Doch sogleich wurde dieses fade Grün von dem leuchtenden Grün eines Kopfsalates abgelöst, der schlicht zubereitet vor mir auf den Tisch gestellt wurde. Ein Auftakt ohne Feuerwerk. Aber dennoch ein wunderbar eleganter Auftakt, weil eine Salatsauce meistens einfach eine Salatsauce ist und nur ganz selten eine Offenbarung. Dieser grüne Kopfsalat aber war wirklich eine Offenbarung.

Während die Mutter wieder in die Küche ging, kam der Vater mit einem freudigen Schmunzeln in die Stube und stellte eine Flasche Rotwein auf den Tisch... Stopp! Noch einmal.

Also: als die Mutter in die Küche ging, kam der Vater mit einem Schmunzeln in die Stube und stellte eine Flasche Château Pétrus auf den Tisch.

Glauben Sie mir, Elefäntchen hat noch selten in seinem Leben so grosse Augen gemacht und dümmlich aus der Wäsche geschaut. Wo war ich denn hier gelandet? In einem Traum? Im Schlaraffenland? Nein, es war immer noch Gonten, das da ganz unspektakulär vor den Fenstern lag. Und in diesem kleinen innerrhodischen Krachen, wo man eher einen sauren Most erwartet, stand plötzlich dieser Wein da.

In einer Fernsehserie wäre das der beste Cliffhanger, um eine Woche auf die nächste Folge der Geschichte zu warten. Doch kaum war der Wein auch in unseren Gläsern, kam die Mutter mit einem herrlichen Lammcurry mit Äpfeln und Kartoffelstock hereingeschlurft. Richtig, ein Lammcurry mit einem Bordeaux, für den Weinkenner ihre gesamte Familie verkaufen würden. Was für eine Kombination. Fantastisch. Fan-tas-tisch.

Aber damit nicht genug. Nachdem die Mutter sich dahingehend äusserte, Elefäntchen wäre beim Curry noch bereit für einen Nachschlag, entschied sich der Vater, dass dies ebenso für den Wein gelten mochte. Wie bitte? Noch eine Flasche Wein nach dem Pétrus? Das war einfach unmöglich. Denn eine zweite Flasche desselben Weines wäre einfach nur absurd gewesen. Damit durfte ich also nicht rechnen. Und ein anderer Wein würde wohl dieses Erlebnis unwürdig zur Ironie verkommen lassen. Doch da ich Gast war, behielt ich meine Bedenken für mich und dachte, dass dieser grossartige Augenblick eben einfach nur ein kleiner Glücksmoment bleiben würde.

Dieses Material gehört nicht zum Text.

PR #837, opened 2019-05-10
Subway styles

lionsdwarf:
MTA line colors according to: http://web.mta.info/developers/resources/line_colors.htm

Screen Shot 2019-05-10 at 4 21 54 PM


lib/styles/index.css
```diff
@@ -13,6 +13,10 @@
   --white-color: #fff;
   --yellow-color: #eb991b;
   --dark-scrim: #232323ba;
+  /* MTA subway colors: http://web.mta.info/developers/resources/line_colors.htm*/
+  --subway-456: #00933c;
```
craigspaeth: Seeing as these probably won't be used outside of the locations component can we move these vars inside there?

craigspaeth:
LGTM but I'd prefer the vars not be in the global colors

lib/styles/index.css
lionsdwarf: Oh yea, sorry, good call

PR #838, opened 2019-05-10
Nav links toggle

lionsdwarf:
nav_toggle


lionsdwarf:
There is some linter noise. Only the CSS file has changes.

dGoligorsky:
🔥 Thanks for making that fix. I'll merge!

PR #309, opened 2021-10-31
Map: Added `MapHandler` to reset the map

Alf21:


code/map/MapHandler.cs
```diff
@@ -0,0 +1,100 @@
...
+                {
+                    randomWeapons.Add(weaponRandom); // See above comment.
+                }
+                else if (entity is TTTLogicButton button)
+                {
+                    button.Cleanup();
+                }
+
+                entity.RemoveAllDecals();
+            }
```
mzegar, line 60: So I wonder if the `Delete` of the entity causes the `collection was modified`. It's just a guess, you'd have two options here if you want to test it.

1. Iterate through the `Entity.All` array backwards (go from end to the start)
2. Add the entities you plan to delete to a new array, then delete all at the end.

mzegar (approved):
Nvm, deleted my last comment, will be good for the Hands PR.

PR #311, opened 2021-10-31
Dont allow picking up of non dynamic entities

mzegar:


Alf21 (approved):
Guess you tested it :)

PR #323, opened 2021-11-03
Settings: Added auto-generated settings

Alf21:
We have to think about where we wanna store non persistent settings that are just saved every session like ForcedSpectator (in this PR removed).


code/ui/generalhud/menu/Menu.Settings.Generator.cs
```diff
@@ -0,0 +1,146 @@
...
+                                            }
+
+                                            break;
+                                    }
+
+                                    break;
+                                }
+                            }
+                        }
+                    }, categoryName.ToLower());
```
mzegar, line 141: We should break up each of these cases into a separate method, it's a bit of a huge method.

mzegar:
LGTM, yeah I think a lot easier to read

mzegar (approved):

Doch dieser Gedanke wurde gleich aufs Erstaunlichste widerlegt. Denn die nächste Flasche, die der alte Mann ganz nebensächlich auf den Tisch stellte, war ein Château Latour mit Jahrgang 1982. Das war nicht irgendein Jahrgang, sondern einer der besten überhaupt. Ich war fassungslos. Was passierte hier gerade? Konnte es sein, dass ich tatsächlich zwei Spitzenweine an einem normalen Sonntag auf dem Lande trinken würde? Konnte das wirklich sein? Offenbar konnte es das.

Wenn mich heute jemand fragt, wie denn für mich so ein einfacher Sonntag idealerweise aussieht, muss ich immer schmunzeln, mit dem Rüssel zärtlich über meine Lippen fahren und an diesen Sonntag denken. Genau so muss ein einfacher Sonntag aussehen. Selbst, wenn ich als Ausserrhödler dafür nach Innerrhoden gehen muss.